Data scientists like to use python virtual environments to ensure dependencies are compatible and runnable. Some like to use pip and venv, which is fine for installing packages, but only recently will pip attempt to address dependency resolution. Conda is also very popular for managing software packages, compiling software, and resolving software dependencies.

What does poetry do?

A new contestant, poetry finds itself in some python packaging and dependency conversations like “oh I’ve heard of poetry but never really tried it”. Poetry helps manage the python package dependencies for a given software, with a simple CLI to add and update new package dependencies. Poetry generally involves the binary (available on conda and pip), but interacts with your package via two files, the poetry.lock and pyproject.toml. If someone gives you those files, you should be able to build your own compatible python environment. In tandem, the two specify the necessary dependncies for your project, with the former pinning dependencies and the latter floating dependencies. Poetry also has some convenient functions for compiling source distributions and wheels so you can distribute this code on somewhere like pypi (but it doesn’t look like there’s any mention of conda recipes).

What about docker?

Docker provides a lot of virtualization and environment control so you can put together an entire tech stack just for your application to run on a bare-bones, nothing-installed server somewhere. This comes in the form of a dockerfile, which like a set of instructions on how to build your container. For an early career data scientist, that’s probably all you need to know. Software engineers deal with this all the time, and data scientists eventually dip their toes here as a model/project comes to maturity.

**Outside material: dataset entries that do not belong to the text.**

Issue #163, opened 2024-06-25
No mappings for `to_ieee_bv` operator in Bitwuzla


filipeom:
Possible solution from smt-lib:

```smt2
:note
 "There is no function for converting from (_ FloatingPoint eb sb) to the
  corresponding IEEE 754-2008 binary format, as a bit vector (_ BitVec m) with 
  m = eb + sb, because (_ NaN eb sb) has multiple, well-defined representations.
  Instead, an encoding of the kind below is recommended, where f is a term
  of sort (_ FloatingPoint eb sb):

   (declare-fun b () (_ BitVec m))
   (assert (= ((_ to_fp eb sb) b) f))
 "
```

zapashcanon:
cc @felixL-K, do you want to try implementing it in Smt.ml?

PR #331, opened 2025-05-02
implement function to_ieee_bv for Bitwuzla

felixL-K:
I’m working on the to_ieee_bv function to convert a floating-point number to its IEEE-754 bit vector form for Bitwuzla.

Right now, I'm trying to figure out whether I should create a new mk_bv_value_float function in the kind module or if it’s better to just use Bitwuzla’s existing API for this.

I'd love some feedback on:
Should I add mk_bv_value_float, or can I achieve this with the current API?
Any advice on how to handle floating-point to bit vector conversion using Bitwuzla’s tools?
If you have any thoughts on how to improve the implementation, feel free to share!

Thanks for your help!

### DIFF
--- a/src/smtml/bitwuzla_mappings.default.ml
+++ b/src/smtml/bitwuzla_mappings.default.ml
@@ -407,8 +407,29 @@ module Fresh_bitwuzla (B : Bitwuzla_cxx.S) : M = struct
     let of_ieee_bv eb sb bv = mk_term1_indexed2 Kind.Fp_to_fp_from_bv bv eb sb
 
     (* TODO *)
-    let to_ieee_bv _ =
-      Fmt.failwith "Bitwuzla_mappings: to_ieee_bv not implemented"
+    let to_ieee_bv x (* x : Term.IEEE_754 -> Term.Z *) =
+      let (sign,exp,mant) = match Term.kind x with
+        | Kind.Fp_fp ->
+           begin match x with
+           | Term.IEEE_754 (x,y,z) -> (x,y,z)
+           | _ -> Fmt.failwith "Bitwuzla_mappings: to_ieee_bv problem"
+           end
+        | _ -> Fmt.failwith "Bitwuzla_mappings: to_ieee_bv problem"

You can learn a lot about dockerfiles by reading them and writing your own, so take a look at the repo linked at the beginning of this post. In general, it kind of resembles a lot of shell commands. Getting conda to work with docker comes with some sticking points:

  • conda commands within each layer won’t work unless you run the shell script that comes with conda, so you have to remember to run that script throughout the dockerfile
  • Note the use of the entrypoint.sh file, which becomes the final script that is executed when you call docker run. Observe the necessary chmod to make it executable, and note the conda.sh command even inside the entrypoint.sh file if you want the container to run some code within a conda environment.
  • docker run -it poetry /bin/bash if you want to open an interactive shell session to the container, running commands/codes inside the docker container like you would an SSH session.
  • Technically, since you have absolute control over the image, you might not need the virtual environment for small python packages. As the packages get more complex and package builds become more complicated, it becomes easier to let conda handle the package management rather than try to correctly install everything in a dockerfile

If you envision running lots of python code or calculations on cloud servers, docker containers and python environments are the sorts of tech that make it happen (and if you and your proejct are up for it, container-orchestration and workflow tools)

Bare bones example

I’ve documented my experiences in this sandbox for using docker and poetry. There are a lot of tutorials on the internet, so I won’t bother here. But, for a data scientist versed in python environments, this repo showcases how to build your docker images for conda/poetry/python. For a “real” industrial application, things will likely get messier as the environments and software stack get more complex, but this is a decent start for an amateur.